I’m sure there are other reasons why Collaboration is Hard, but this is a start. As I think about it, I will work on a necessary Part III as well here — how to foster collaboration in your organization.
Family vs. Team?
I used to describe our culture and our employees and our leaders at Return Path as a family.
That was a mistake. It was just plain wrong. It served us well in some respects, but it bit us in the ass on others.
Great groupings of people at work are teams, not families. You can have a highly functional family. But you don’t have high performing families. Work teams need to be high performing.
Here’s what I mean.
The family metaphor worked well at Return Path around the principles of caring for people and lifting each other up. Those elements of a culture are absolutely critical. I don’t regret them for a minute.
But the downside of that metaphor is that families by definition stay families. Sure, spouses can get divorced, but usually not after years of trying to make it work. And kids and parents can’t stop being relatives. Families also don’t typically have metrics and have a structural impetus to improve how they relate to each other, or to some kind of tangible output.
The practical problem with the family metaphor comes down to holding on to people too long when those people aren’t performing well.
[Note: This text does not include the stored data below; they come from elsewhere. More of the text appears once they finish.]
PR #384, opened 2025-03-23
feat: use webcrypto API to support edge runtimes

roncohen:
Since `digest` is async, we need to update the interface to be async.

### DIFF
--- a/packages/flag-evaluation/src/index.ts
+++ b/packages/flag-evaluation/src/index.ts
@@ -1,4 +1,10 @@
-import { createHash } from "node:crypto";
+try {
+  // crypto not available on globalThis in Node.js v18
+  // eslint-disable-next-line @typescript-eslint/no-require-imports
+  globalThis.crypto ??= require("node:crypto").webcrypto;
+} catch {
+  // ignore
+}
 
 /**
  * Represents a filter class with a specific type property.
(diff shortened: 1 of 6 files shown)


packages/flag-evaluation/src/index.ts
```diff
@@ -366,30 +376,38 @@ function evaluateRecursively(
...
-          acc || evaluateRecursively(current, context, missingContextFieldsSet)
+
+        const newRes = await evaluateRecursively(
+          current,
+          context,
+          missingContextFieldsSet,
         );
-      }, filter.operator === "and");
+
+        result = isAnd ? result && newRes : result || newRes;
```
roncohen, line 401: @matus-vacula rewrote to simple iterative approach because it was simpler with the switch to async/await. Could you double check my logic here?

roncohen:
since this changes flag evalution to async, the Node SDK need to be updated separately to also use async when calling `getFeatures` which requires a new major version :/

packages/flag-evaluation/src/index.ts
matus-vacula: This seems correct.

matus-vacula:
Is the purpose of this to support the local evaluation in react and browser SDK? If we want to avoid the need for breaking the backwards compatibility for NodeSDK we can have 2 different implementations (sync and async) theoretically.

While I am a big believer that past high performance is both an indicator of future high performance and earns you as an employee a little extra grace when something goes wrong, those things can’t be absolute in business, and they have a clock on them. High performing businesses go the extra mile for their people when their people are going through a rough patch in their lives, and they should be willing to invest in coaching and development when their people need a boost or some kind of corrective action. But not indefinitely.
So even with all the caring and lifting each other up…the family is just the wrong metaphor for a business.
Here’s why the team is the right one, and I’ll use the language of sports teams here a bit more than I normally do.
Teams train together. They have a common goal, which is winning. They know that they are only as good as their weakest link. They have leaders like coaches, managers, GMs, and captains, who they look to for guidance and direction. They are disappointed when they fall short of their goals.
But — and this is the critical learning — the best teams, the highest performing teams in the world, don’t only focus on performance, metrics, and improvement. They care about their people and lift them up. Sure, there are winning teams with tyrannical bosses like the 1970s Yankees. But would you have rather been on one of the George Steinbrenner/Billy Martin teams, or worked for Joe Torre or even Joe Girardi?
The best groupings of people at work are high performing teams…AND they care about each other as people. They just don’t care about each other as people to the detriment of the team, at least not longer than a very brief cure period would allow when something goes sideways.
You can lead your organization to have the orientation of a team, with some of the best elements of families. But not the other way around.